Exactly reproduce each record listed below.
Listed records: Begin
PR #200, opened 2022-10-27
[POC] thread-safe rewrite

jchen293:
# Description

This is a very high-level proof of concept for the `Hybrid-Based` design in the upcoming thread-safe rewrite. Please disregard the linting and code syntax at the moment.  I have duplicated the Address class for an example of how it would look without modifying the current code to avoid a dozen files being changed.

Summary of this design:
A Client instance with the API key and other configurations(timeouts) is declared. The end-user uses a resource from the client (a property), and from there calls all functions related to that resource. All API functionality is called via the resource (no instance functions). The resource uses the Client that was passed into it during initialization. We would remove all instance-based functions with this approach.

Things we need to change/add/remove in the upcoming thread-safe rewrite
1. A new `EasyPostClient` object that has `apiKey`, `connectionTimeout`, `readTimeout`. The API key parameter is always required when initializing the object, and timeout parameters are optional.
2. Split the current class (e.g Address) into `model` and `service` folders, where the `model` folder has all the getters/setters and properties of the Address class (e.g street1, street2, etc), the `service` folder will have all the functions belonging to that class. This will prevent the users to use any functions from the response object, and the `EasyPostClient` object will always be used as the root object for any HTTP request call.
3. Update the `request` functions in the `Requestor` class, the `apiKey` parameter will be updated to the `EasyPostClient object` which already has the apiKey and timeouts configuration. Remove the timeout variables and getters/setters in the `Requestor` class.
4. Update all unit tests and configure the `TestUtils` file if needed.

# Testing

# Pull Request Type

### DIFF
--- a/src/test/java/com/easypost/ThreadSafeTest.java
+++ b/src/test/java/com/easypost/ThreadSafeTest.java
@@ -1,0 +1,55 @@
+package com.easypost;
+
+import com.easypost.exception.EasyPostException;
+import com.easypost.model.Address;
+import com.easypost.model.AddressThreadSafe;
+import com.easypost.service.EasyPostClient;
+
+import org.junit.jupiter.api.Test;
+
+import static org.junit.jupiter.api.Assertions.assertEquals;
+import static org.junit.jupiter.api.Assertions.assertInstanceOf;
+import static org.junit.jupiter.api.Assertions.assertNotNull;
+import static org.junit.jupiter.api.Assertions.assertTrue;
+
+import org.junit.jupiter.api.BeforeAll;
+
+public class ThreadSafeTest {
+    private static TestUtils.VCR vcr;
+
+    @BeforeAll
+    public static void setup() throws EasyPostException {
+        vcr = new TestUtils.VCR("address_thread_safe", TestUtils.ApiKey.TEST);
+    }
+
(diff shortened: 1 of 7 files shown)


src/test/java/com/easypost/ThreadSafeTest.java
```diff
@@ -0,0 +1,55 @@
...
+        vcr = new TestUtils.VCR("address_thread_safe", TestUtils.ApiKey.TEST);
+    }
+
+    // Test creating/retrieving/verifying an address (thread-safe) with EasyPostClient object
+    @Test
+    public void testAddress() throws EasyPostException {
+        vcr.setUpTest("create");
+        EasyPostClient client = new EasyPostClient(System.getenv("EASYPOST_TEST_API_KEY"));
+        
+        AddressThreadSafe address = client.Address().create(Fixtures.caAddress1());
```
Justintime50, line 31: Thought: I don't think we'd want to have user instantiating each namespace, we should be doing this behind the scenes for them when it's called right? Seems like a lot of overhead that could easily be forgotten.

jchen293: Not sure if I follow. Could you provide an example?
Listed records: End
**Written reply:**
PR #200, opened 2022-10-27
[POC] thread-safe rewrite

jchen293:
# Description

This is a very high-level proof of concept for the `Hybrid-Based` design in the upcoming thread-safe rewrite. Please disregard the linting and code syntax at the moment.  I have duplicated the Address class for an example of how it would look without modifying the current code to avoid a dozen files being changed.

Summary of this design:
A Client instance with the API key and other configurations(timeouts) is declared. The end-user uses a resource from the client (a property), and from there calls all functions related to that resource. All API functionality is called via the resource (no instance functions). The resource uses the Client that was passed into it during initialization. We would remove all instance-based functions with this approach.

Things we need to change/add/remove in the upcoming thread-safe rewrite
1. A new `EasyPostClient` object that has `apiKey`, `connectionTimeout`, `readTimeout`. The API key parameter is always required when initializing the object, and timeout parameters are optional.
2. Split the current class (e.g Address) into `model` and `service` folders, where the `model` folder has all the getters/setters and properties of the Address class (e.g street1, street2, etc), the `service` folder will have all the functions belonging to that class. This will prevent the users to use any functions from the response object, and the `EasyPostClient` object will always be used as the root object for any HTTP request call.
3. Update the `request` functions in the `Requestor` class, the `apiKey` parameter will be updated to the `EasyPostClient object` which already has the apiKey and timeouts configuration. Remove the timeout variables and getters/setters in the `Requestor` class.
4. Update all unit tests and configure the `TestUtils` file if needed.

# Testing

# Pull Request Type

### DIFF
--- a/src/test/java/com/easypost/ThreadSafeTest.java
+++ b/src/test/java/com/easypost/ThreadSafeTest.java
@@ -1,0 +1,55 @@
+package com.easypost;
+
+import com.easypost.exception.EasyPostException;
+import com.easypost.model.Address;
+import com.easypost.model.AddressThreadSafe;
+import com.easypost.service.EasyPostClient;
+
+import org.junit.jupiter.api.Test;
+
+import static org.junit.jupiter.api.Assertions.assertEquals;
+import static org.junit.jupiter.api.Assertions.assertInstanceOf;
+import static org.junit.jupiter.api.Assertions.assertNotNull;
+import static org.junit.jupiter.api.Assertions.assertTrue;
+
+import org.junit.jupiter.api.BeforeAll;
+
+public class ThreadSafeTest {
+    private static TestUtils.VCR vcr;
+
+    @BeforeAll
+    public static void setup() throws EasyPostException {
+        vcr = new TestUtils.VCR("address_thread_safe", TestUtils.ApiKey.TEST);
+    }
+
(diff shortened: 1 of 7 files shown)


src/test/java/com/easypost/ThreadSafeTest.java
```diff
@@ -0,0 +1,55 @@
...
+        vcr = new TestUtils.VCR("address_thread_safe", TestUtils.ApiKey.TEST);
+    }
+
+    // Test creating/retrieving/verifying an address (thread-safe) with EasyPostClient object
+    @Test
+    public void testAddress() throws EasyPostException {
+        vcr.setUpTest("create");
+        EasyPostClient client = new EasyPostClient(System.getenv("EASYPOST_TEST_API_KEY"));
+        
+        AddressThreadSafe address = client.Address().create(Fixtures.caAddress1());
```
Justintime50, line 31: Thought: I don't think we'd want to have user instantiating each namespace, we should be doing this behind the scenes for them when it's called right? Seems like a lot of overhead that could easily be forgotten.

jchen293: Not sure if I follow. Could you provide an example?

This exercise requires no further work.